I also learned a few things about the inline layout (or normal flow). The box model is considered to be a basic for frontend developers. But did you know how the inline layout works? What's the difference between line-height: 1 and line-height: 1em? Why doesn't vertical-align help vertical centering? Deep dive CSS: font metrics, line-height and vertical-align by Vincent De Oliveira is an amazing article that explains those things.

Fun facts:

Other stuff

I also implemented other stuff.

  • Retina display to make the toy browser look good on my laptop
  • Window resizing: SDL doesn’t seem to provide a good API for resizing
  • URL parsing: Parsing URLs into objects made it easier to implement many other parts of the project. I should have done it earlier.
  • Content Security Policy: The CSP implementation from the book blocks legitimate requests. I implemented the bare minimum to allow legitimate resource loading.


The book uses Python for good reasons. I followed the path and used Python because I wanted to focus on the subject instead of spending time on how to do X in Y language. I had already made enough (fun) mistakes of this kind in my life.
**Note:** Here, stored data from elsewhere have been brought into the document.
Issue #148, opened 2026-02-25
encodedPath derivation is lossy — directory paths with hyphens can collide


edspencer:
## Bug

In `packages/web/src/server/routes/chat.ts`, `encodedPath` is derived via:

```typescript
session.workingDirectory.replace(/[/\\]/g, "-")
```

This is a non-invertible transformation. Directories containing hyphens collide:

- `/home/user/my-project` → `-home-user-my-project`
- `/home/user/my/project` → `-home-user-my-project`

Since `encodedPath` is used for routing (`/chats/:encodedPath/:sessionId`) and server-side lookup (`groups.find(g => g.encodedPath === encodedPath)`), collisions can silently route users to the wrong directory group's sessions.

Hyphens in directory names are extremely common (npm projects, GitHub repos), making this a realistic collision scenario.

## Affected Paths

- `toRecentFrontendSession()` in `chat.ts` — generates encodedPath
- `GET /api/chat/all/:encodedPath` — looks up group by encodedPath
- `GET /api/chat/sessions/by-path/:encodedPath/:sessionId` — fetches session by encodedPath
- Frontend route `/chats/:encodedPath/:sessionId`
- `encodePathForCli()` in core uses the same scheme

## Fix Direction

Replace the lossy encoding with a reversible, URL-safe scheme such as `encodeURIComponent(workingDirectory)` or base64url encoding. Update both the encoder and all consumers/decoders.

## Files

- `packages/web/src/server/routes/chat.ts` ~line 78
- `packages/core/src/state/session-discovery.ts` (if `encodePathForCli` exists there)
- Frontend routing in `App.tsx`

## Origin

PR #144 CodeRabbit review

edspencer:
Fixed in **@herdctl/core 5.13.1** (PR #265). The lossy encoder must stay byte-compatible with Claude Code (verified empirically), so colliding encoded dirs are now disambiguated at the session level using the `cwd` recorded in each transcript — only when a collision is actually detected (zero extra I/O otherwise). Plus a @herdctl/web routes encoding fix. Tests added.

PR #402, opened 2026-07-22
fix(core): make getAgentSessions worktree-aware (#401)

### LINKED ISSUE #401: getAgentSessions is not worktree-aware — sessions that enter a native git worktree drop out of discovery
## Summary

`getAgentSessions` discovers an agent's sessions from a **single** transcript bucket derived from the agent's registered working directory:

```ts
// packages/core/src/state/session-discovery.ts
const sessionDir = path.join(this.claudeHomePath, "projects", encodePathForCli(workingDirectory));
```

But Claude Code's **native git-worktree support** deliberately relocates a session's transcript when the agent enters a worktree. Per the [worktree docs](https://code.claude.com/docs/en/worktrees) (behaviour gated to Claude Code ≥ 2.1.198):

> "When Claude enters or exits a worktree that Claude Code created with git, the transcript follows: Claude Code records the session under the session's new working directory, the same way `/cd` does, so `/desktop` and `--resume` find it there."

A worktree lives at `<workingDir>/.claude/worktrees/<name>` (native default), which encodes to a **different** `~/.claude/projects/*` bucket than the agent's registered `workingDirectory`. So once an agent enters a worktree, its session is no longer enumerated by `getAgentSessions` — it silently drops out of discovery/attribution even though the transcript is intact.

This is intended Claude Code behaviour, not a bug in the CLI/SDK — it's present and active in the version that actually runs session-mode keepers here (**Agent SDK 0.3.216 → bundled Claude Code 2.1.216**, past all the recent worktree fixes). The gap is that herdctl's discovery predates worktree support and assumes one fixed bucket per agent.

## Observed impact (Paddock)

A spawned keeper (Paddock repo-backed `herdctl` project) was told to "work in a worktree." It used the native `EnterWorktree` tool (no manual `git worktree add`), creating `.claude/worktrees/fix-399-inflight-tooluse`. Its transcript relocated to the worktree bucket:

```
~/.claude/projects/-var-lib-paddock-projects-herdctl-herdctl--claude-worktrees-fix-399-inflight-tooluse/<sessionId>.jsonl
```

Paddock scans only the checkout bucket (`-var-lib-paddock-projects-herdctl-herdctl`), so the chat renders empty in the UI — the primary working chat became invisible while it did the actual work. "Spawn a keeper that uses a worktree" is currently self-defeating for visibility.

## Proposed fix — worktree-aware discovery

In `getAgentSessions`, union the agent's `workingDirectory` bucket with every `~/.claude/projects/*` bucket whose **decoded** path is a descendant of `workingDirectory` (which covers `<workingDir>/.claude/worktrees/*` and any subdir the agent `cd`s into). Reuse the existing directory mtime-cache to bound the extra `readdir` cost.

- Attribution: worktree sessions must still attribute to the owning agent. The attribution index + set-difference discovery key on session id, so a union should be safe — please add a test asserting a worktree-bucket session lists under the correct agent and isn't double-counted.
- Sort/limit semantics (mtime-desc, top-N enrichment) should hold across the unioned set.
- Docker path unchanged (host `docker-sessions/` dir).

## Explicitly do NOT

- Do **not** override/pin the session's resume cwd back to the checkout to keep the bucket stable. That fights documented SDK behaviour — Claude Code deliberately returns a resumed session to its worktree (and falls back to the launch dir only if the worktree is gone). Discovery should follow the SDK's model, not fight it.

## Acceptance

- A session that enters a native worktree under its agent's working dir remains listed by `getAgentSessions` for that agent (regression test with a fixture bucket at `<workingDir>/.claude/worktrees/<name>`).
- No duplicate listing when the same session appears only in the worktree bucket.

Also, it was a good opportunity for me to learn Python. Python is used in a lot of places now, but I had survived without learning it before the project. After writing thousands of lines, I like its concise syntax.

I used pyright for static type-checking along with coc-pyright on Vim. Its type inference worked quite well for me. It uses a gradual typing approach similar to TypeScript although Python’s type annotation is part of the language specification. Python’s typing features don’t look as powerful as TypeScript, but they met more than 90% of my needs. Also, auto-completion was helpful for a Python beginner.

My toy browser uses only a handful of third-party libraries. They either had type annotations or had only small little surface in my toy browser. The only exception was skia-python. I used it a lot. It didn’t have official type stubs, so I generated them with mypy's stubgen. The generated stubs were not perfect but good enough as a foundation to build upon for my limited use case.

I used black for code formatting and pytest for unit testing. I don't have much to say about them because they just worked™.


It’s been a fun side project with lots of learning. I imagine other web frontend folks would like it as well. I recommend you check out the book and build your own toy browser!